Movie Review: Chef
This Chef’s menu card is different. And interesting. It is also a reflection that there are film makers out there who are willing to dare and be different. It is for the audience to now respond with responsibility if not full-throated appreciation. Not that the film is perfect, but it is daring, endearing and worth watching.
Roshan Kalra (Saif) can’t take criticism from a customer and is shown the door from a London restaurant. The Dangling Man has a divorced wife Radha (Padmapriya) and a son Arman (Svar Kamble) in God’s own country. Roshan returns to Kerala for a short sojourn with the family. It’s opportunity to fix the glue, repair the cracks and mend the tears. At his wits end, he is given a business idea by his wife’s friend (Milind Soman) to convert a abandoned double decker bus into a mobile restaurant. He rejects the proposal only to work on it with passion and success later. Arman believes that the relationship and the companionship will be permanent. Better equipped with the days of the world, Roshan is conscious of its transients. Director Menon finds typically cinematic solution to a well nuanced realistic dilemma. Thus fails the film. Never mind just though.

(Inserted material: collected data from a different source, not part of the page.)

PR #1234, opened 2024-05-24
Add Support to Item Modules for setting Master Items by Name

aplathrop:
##### SUMMARY

This change adds support to the zabbix_item and zabbix_itemprototype modules for setting the master item by name rather by ID

##### ISSUE TYPE

- Feature Pull Request

##### COMPONENT NAME
zabbix_item
zabbix_itemprototype

##### ADDITIONAL INFORMATION
Currently, if you want to create a dependent item using either the zabbix_item and zabbix_itemprototype module you can do so using the master item's ID, but you can't do it by name:

```
community.zabbix.zabbix_item:
    name: ExampleItem
    host_name: ExampleHost
    params:
        type: dependent_item
        key: ExampleKey
        value_type: numeric_unsigned
        master_itemid: 12345
```

This PR adds a new parameter, `master_item` that you can use to set the master item by name rather than by ID:

```
community.zabbix.zabbix_item:
    name: ExampleItem
    host_name: ExampleHost
    params:
        type: dependent_item
        key: ExampleKey
        value_type: numeric_unsigned
        master_item:
          item_name: ExampleMasterItem
          host_name: ExampleHost
```

Note that this PR preserves the previous functionality, if anyone was setting the master item by ID, that will continue to work

### DIFF
--- a/changelogs/fragments/pr_1234.yml
+++ b/changelogs/fragments/pr_1234.yml
@@ -1,0 +1,3 @@
+minor_changes:
+  - zabbix_item - add support for setting master items by name
+  - zabbix_itemprototype - add support for setting master items by name
--- a/plugins/modules/zabbix_item.py
+++ b/plugins/modules/zabbix_item.py
@@ -283,6 +283,36 @@ EXAMPLES = r'''
             value: application
     state: present
 
+- name: create a dependent item
+  # set task level variables as we change ansible_connection plugin here
+  vars:
+    ansible_network_os: community.zabbix.zabbix
+    ansible_connection: httpapi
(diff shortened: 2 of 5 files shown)


pyrodie18 (changes requested):
A few things.

- [ ] Please add a change fragment
- [ ] To ensure that we maintain the functionality we already have, please restore the original tests that you modified, and then just add additional tests that fit your use case so we're checking both with and without a master item.
- [ ] Update the argument specs for both modules
- [ ]  Consider adding an example of using this.

Thanks for the PR

pyrodie18:
Fair point.  Thanks for the addition.

PR #1239, opened 2024-05-28
Install GPG key for Red Hat

jonathanspw:
##### SUMMARY
Install Zabbix repo GPG key for rpm distros.

Presently if you try to perform a fresh agent install with `zabbix_repo_yum_gpgcheck` set to `true` it will fail as nothing installed the necessary GPG key.

##### ISSUE TYPE
- Bugfix Pull Request

##### COMPONENT NAME
zabbix-agent

### DIFF
--- a/roles/zabbix_agent/defaults/main.yml
+++ b/roles/zabbix_agent/defaults/main.yml
@@ -21,6 +21,8 @@ selinux_allow_zabbix_run_sudo: false
 zabbix_repo_deb_gpg_key_url: http://repo.zabbix.com/zabbix-official-repo.key
 zabbix_repo_deb_include_deb_src: true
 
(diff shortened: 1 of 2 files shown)


pyrodie18 (changes requested):
Honestly have no idea how someone hasn't brought this up before or noticed it.  Please add a change fragment and update the documentation.  If you would like to add the other roles in here to it would be appreciated.

eb4x:
> Honestly have no idea how someone hasn't brought this up before or noticed it.

That would probably be because the default of  [`zabbix_repo_yum_gpgcheck: 0`](https://github.com/ansible-collections/community.zabbix/blob/main/roles/zabbix_agent/defaults/main.yml#L31)

I believe there are also different gpg keys signing for el8 and el9, so this is probably not enough.

pyrodie18:
Included in #1272

PR #1240, opened 2024-05-29
zabbix_agent - Use zabbix_agent_distribution_release to backport packages

kivilahtio:
##### SUMMARY
Configuration 'zabbix_agent_distribution_release' is already defined in the role. Actually make it usable to overload the system's ansible_distribution_release. This is useful to for example install Zabbix Agent2 on Raspbian 12 Bookworm using the older packages, as there is not release for the specific target distribution and version.

##### ISSUE TYPE
- Feature Pull Request

##### COMPONENT NAME
Zabbix Agent

### DIFF
--- a/roles/zabbix_agent/tasks/Debian.yml
+++ b/roles/zabbix_agent/tasks/Debian.yml
@@ -61,7 +61,7 @@
       Types: deb{{ ' deb-src' if zabbix_repo_deb_include_deb_src }}
       Enabled: yes
       URIs: {{ zabbix_repo_deb_url }}
-      Suites: {{ ansible_distribution_release }}
+      Suites: {{ zabbix_agent_distribution_release }}
       Components: {{ zabbix_repo_deb_component }}
       Architectures: {{ 'amd64' if ansible_machine != 'aarch64' else 'arm64'}}
       Signed-By: {{ zabbix_gpg_key }}
--- a/changelogs/fragments/zabbix_agent_distribution_release.yml
+++ b/changelogs/fragments/zabbix_agent_distribution_release.yml
@@ -1,0 +1,2 @@
+minor_changes:
+ - zabbix_agent_distribution_release - Overload ansible_distribution_release on Debian when choosing packages to install


kivilahtio:
Unrelated to this:
I delivered a PR to address an architecture issue I encountered with the Raspbian support:

https://github.com/ansible-collections/community.zabbix/pull/1060

It is closed, but maybe it can be reopened to continue the discussion as there is an update to the previously fixed issue?

pyrodie18:
I don't see where `zabbix_agent_distribution_release` is defined anywhere.

kivilahtio:
> I don't see where `zabbix_agent_distribution_release` is defined anywhere.

commit f008e178bf0fa31fb74cbcc96054a8d8feee3094
Author: Werner Dijkerman <werner.dijkerman@iwelcome.com>
Date:   Tue Jun 9 19:02:50 2020 +0200

    As it provides error while using a dash (-) in the role name, we will use an underscore (_)

file: roles/zabbix_agent/defaults/main.yml

roles/zabbix_agent/tasks/Debian.yml
```diff
@@ -61,7 +61,7 @@
       Types: deb{{ ' deb-src' if zabbix_repo_deb_include_deb_src }}
       Enabled: yes
       URIs: {{ zabbix_repo_deb_url }}
-      Suites: {{ ansible_distribution_release }}
+      Suites: {{ zabbix_agent_distribution_release }}
```
eb4x, line 64: There's no default provided for this, it's gonna break for everyone that hasn't defined this variable. It was cleaned out by c2a32d5ea130eadbf4c4a0b6160757cd9a7e8ac9

eb4x:
> Unrelated to this: I delivered a PR to address an architecture issue I encountered with the Raspbian support:
> #1060
> It is closed, but maybe it can be reopened to continue the discussion as there is an update to the previously fixed issue?

I think you'll find that #1225 fixes what #1060 wanted to do. But you're probably right that `Suites:` should be based on the lsb.id.

That's not what's going down in this PR though, you'll have to update to reflect the newest changes.

eb4x:
> But you're probably right that `Suites:` should be based on the lsb.id.

Actually, it should probably just say `zabbix` here? Looking at https://repo.zabbix.com/zabbix/6.4/raspbian/dists/bullseye/Release `Suite: zabbix`, or maybe it doesn't really matter?

BGmot:
@kivilahtio are you still wanting to pursue this?

kivilahtio:
> @kivilahtio are you still wanting to pursue this?

Not at them moment.
Hopefully #1225 will fix it

PR #1258, opened 2024-05-31
Add tag support for zabbix_host_events_info module

aplathrop:
##### SUMMARY

Adds support to the zabbix_host_events_info module to  filter events by tag. It also adds the tags returned by last_event

As there were no unit tests for the zabbix_host_events_info module, this also adds unit tests for it, both with and without tags

##### ISSUE TYPE
- Feature Pull Request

The film is rich elsewhere. The cast and the crew put in their everything to make the film worth watching. Even from the standpoint of novelty, the son-father relationship that was once so dramatically told from the times of Mughal – e - Azam and Rustom Sohrab has evolved wonderfully to the contemporaneous milieu. Probably this really reflects the famous song from Rustom Sohrab “yeh kaisi ajab daastan ho gayi hai, chupate chupate bayan ho rahi hai”.
The film also showcases the raw ability of Saif Ali Khan (till now exhibited in Omkara) but generally lost in the dust and din of mainstream – his mainstay.
This Chef deserves a good rating. The cuisine is well thought of. Some predicable ingredients notwithstanding, the presentation is good enough for order.